2 Corinthians 6:14, "_Do not be unequally yoked with unbelievers. For what partnership has righteousness with lawlessness? Or what fellowship has light with darkness?_

but 1 Corinthians 7:12-15 says, "_To the rest I say (I, not the Lord) that if any brother has a wife who is an unbeliever, and she consents to live with him, he should not divorce her. 13 If any woman has a husband who is an unbeliever, and he consents to live with her, she should not divorce him. 14 For the unbelieving husband is made holy because of his wife, and the unbelieving wife is made holy because of her husband. Otherwise your children would be unclean, but as it is, they are holy. 15 But if the unbelieving partner separates, let it be so. In such cases the brother or sister is not enslaved. God has called you* to peace. *_


----------



## Core Lokt

Lots of good advice here and glad to see you turned it over to God. Praying for you and your boys. Remember, God will provide!


----------



## Bucky T

Grab a bottle, finish bottle, remember to take a Goodies, join FarmersOnly.com, and get back in the fray.

You're Welcome,

BuckyT


----------



## Core Lokt

Thought I'd share this daily devotion.

http://intouch.org/read/magazine/daily-devotions/praying-gods-way


----------



## centerpin fan

hollywoodhunter said:


> ...she took everything we had. we left with our clothes and thats it.
> 
> ... now i find out she used my debit card to take my money out of the bank.

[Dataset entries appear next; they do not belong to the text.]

PR #1531, opened 2016-10-12
Implement Vertical rooms

### LINKED ISSUE #1491: Rooms spanning multiple levels, and enclosing rooms vertically.
Currently rooms only care about their floor on room creation, if a floor tile is removed, the room stays intact, and if a "room" is built with a hole in the floor it will be outside, regardless of what lies beneath.

Optimally a hole in the floor should either expose the room to space, or join it to the lower room.

What about going up? Having some type of separate "roof" tile seems needless tedium, and having to build a floor on the next level up feels awkward (In addition to problems on the top level, either enclosed rooms can't be built on top level or the top level is special and doesn't require roofs built with floor, which seems inconsistent).

Perhaps, at least at initially, we just have "magical" roofs if the room above is room 0, we treat it as enclosed, as though it had a roof, but if the room above is an actual room, we merge them as one would expect.

koosemose:
Currently rooms are single level only, and don't change when a tile within them is changed to empty.

This PR makes floodfill for room expand into 3 dimensions, and calls floodfilling when a tile is changed.

Intended Behavior: Rooms on top level have a "magic" roof, and do not require anything above them to enclose them, rooms on lower levels require some kind of floor (i.e. not TileType.Empty) on the level above to act as roof. A room created across 2 z-Levels should have the same room index (and for all intents and purposes be a single room) if the upper floor doesn't completely separate it, and separate into two different rooms if the upper floor has its floor completely filled in.

Closes #1491


frankitox16:
Currently the room's floodfill is preety slow, and causes some FPS drops... Even if this is a nice enhancement, wouldn't this be making it worse? Or did you manage to improve this aswell?

I do think this is necessary as a game feature, but I don't want many performance issues...

koosemose:
I've never had any issues with floodfilling the rooms, even running recording software at the same time I can't notice any hint of an effect on floodfilling, since it bails as soon as it hits a tile that is guaranteed to be outside.

If you notice slowdowns somewhere feel free to do some profiling to see if you can nail down what makes it slow for you, perhaps we can find some areas for optimization.

frankitox16:
I'm testing it in a preety low budget pc (still runs smoothly when some jobs are being done) but whenever I make a room (or remove it) it goes down to 2 fps, that's the reason why I mentioned fps drops. But if it runs smoothly for you, then I guess I should consider improving my hardware...

koosemose:
On the plus side, it should only a noticeable effect if you are creating rooms spanning floors. The one potential issue for you is that it now also floodfills rooms on tile placement, but that is an absolutely required feature, since otherwise a room can be opened to space through its floor and still be considered a room. But in most cases it should relatively quickly bail out of floodfilling for everything but the room being enclosed by floor, and during wall placement it will act virtually the same (since without spanning floors it won't have any other levels to flow into)

bjubes:
Im getting Null Refrence Exceptions when loading from a save.

koosemose:
Urgh, more annoying weirdness from TileType. Since it doesn't function like Furniture or Utilities and is just a change of the tile's Type, there's not anywhere to easily have it not do a roomfloodfill on a load... 

I'll see if I can find a workaround, I think if I check for a null room when doing a floodfill from tile placement... that might do it, as long as we continue to require floor to be under any furniture, or at least enclosing furniture.

koosemose:
Well, that doesn't work, just leads to a bunch of null rooms... which makes sense, since it's still trying to start floodfilling for the first tile, which ends up null it's room. Tried changing the room setting on load until after the tileType is changed, and that leads to everything being outside... which I'm not absolutely certain why it happens like that.

I'm kind of stumped at the moment, and am not really sure how to go about this with TileType working the way it does.

koosemose:
Ok I think this sorts out the problem on loading a save... it feels a bit hackish to me but it works, and I think it's the best I can do with TileType as is.

bjubes:
After making a multi floor room and drilling out the bottom floor's floor, the entire room becomes -1 despite being unenclosed and retains gas information.

tests

koosemose:
Ok, so the results I got are that in drilling a hole through both rooms, the bottom part of the room actually properly becomes room 0, i.e. the outside room, and the upper part of the room becomes room -1, meaning it is a separate room that isn't in RoomManagers list of rooms, which further means that it doesn't get its room changed ( so it would still be the room formerly known as room 7 ), but the room is getting removed from RoomManager's list.

I'll try some more investigation to see why/how exactly this is happening.

koosemose:
It feels a bit hackish, but I as I can't see where exactly it's failing to do what it should, I am not manually assigning the old rooms to the outside room if the new room formed is outside. It seems to work fine, and doesn't mess up it properly joining the rooms if there's another room below rather than open space.

bjubes:
I'm still getting the -1 room problem using the same steps...

koosemose:
So apparently what I did fixed the problem if the holes aren't aligned, but not if they are aligned... o.O

koosemose:
So now I'm going with what is at least a more direct method, if the tile below the tile being removed is outside, I just assign the tiles of the old room to the outside, it seems to cover every situation, without breaking anything else.

bjubes:
looks good. no more -1 room and save/loading rooms works again

PR #1532, opened 2016-10-12
Limit number of autosaves

### LINKED ISSUE #1529: Limiting amount of Autosaves and ordering of save files
Currently our autosave system will just keep making new files (I'm currently up to 225 just from testing various things) and orders them by creation time.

How does a "girlfriend" do this much damage?


----------



## caughtinarut

bulldawgborn said:


> 2 Corinthians 6:14, " Or what fellowship has light with darkness" [/I]

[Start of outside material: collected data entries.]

PR #1534, opened 2016-10-14
Adjust Charaters speed.

Ohda:
I adjust characters speed with this formula.

speed = baseSpeed +/-30% of baseSpeed depending on Dexterity.

The baseSpeed is 5 tile per sec. So it can go from 3.5 to 6.5.

The original formula is Dexterity / 2 so there is a range of 0.5 to 10. It feel a little too extreme.

### DIFF
--- a/Assets/Scripts/Models/Character/Character.cs
+++ b/Assets/Scripts/Models/Character/Character.cs
@@ -611,8 +611,8 @@ public class Character : IXmlSerializable, ISelectable, IContextActionProvider
     /// </summary>
     private void UseStats()
     {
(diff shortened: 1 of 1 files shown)


dusho:
tested this... it's much better than what is currently in master, though +/-50% still feels too much of a difference.. maybe 20% is good enough?
currently one guy goes for some inventory, but other one sprints though him and grabs it first.. looks un-productive..
speed should be mostly adjusted by tiles characters are walking on?

Ohda:
Updated from 50 to 30% to reduce the effect.
If the caracters runs for the same furnitures, it's an issue with jobs system i guess.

That is confusing because Jesus spent alot of time with non believers and many that were in darkness..woman at the well for instance. Seems like it would be a witness opportunity and choosing a mate just because they do not believe exactly as you would go against other teachings. Now if they did not believe in a god at all, I could see where that could be problematic.


----------



## NE GA Pappy

Do not be unequally yoked with unbelievers. 

Unbeliever vs. Believer

I don't have a hard time picking up where Paul was going with this.  Either they are a believer (follower of Christ) or an unbeliever ( follower of whatever)  Don't hook up with someone who doesn't believe that Christ is the Messiah.  Pretty simple.


----------



## hollywoodhunter

well its been tuff but we are making it. we are getting better day by day. i trusted her completelyand she took advantage of that. i know i did wrong living with her. we were getting married and thought it would save money. anyway ill never trust like that again. thanks for all the prayers and please continue them


----------



## NE GA Pappy

glad to see you realized were you messed this one up.  Now, ask God to forgive you, and don't fall for that trap again.  If she is the one you need to be with, she will honor those commitments and be glad you made them.


----------



## speedcop

hollywoodhunter said:


> well its been tuff but we are making it. we are getting better day by day. i trusted her completelyand she took advantage of that. i know i did wrong living with her. we were getting married and thought it would save money. anyway ill never trust like that again. thanks for all the prayers and please continue them



After a 19 yr marriage and divorce years ago I felt the same way. Never trust again. My best friend told me your a good man and father, you just fell on hard times, I promise you it will get better. And it did!!! It will take some time, but i'll promise you. It will get better, you will love again, your family will be happy and all the crap from the past will fade away. Don't write off the whole female population because of one. There are a lot of good ones. I know, I got one second go round. Good luck, PTL and the sun on your back!


----------



## hollywoodhunter

Just wanted to thank everyone. Time has made the pain a lot less. But I took everything to heart. I found a great Christian lady. She's amazing so much better than what I had. Thank y'all for all the advise I had forgotten to put God first in everything. Life is good right now. Btw karma always fines you. The ex lost her great job for stealing.


----------



## Core Lokt

Great to hear that tings are better. As far as putting God first, we all try to do that but free will comes into play at times. Stay strong brother. Glad you found a Christian companion. That will help!


----------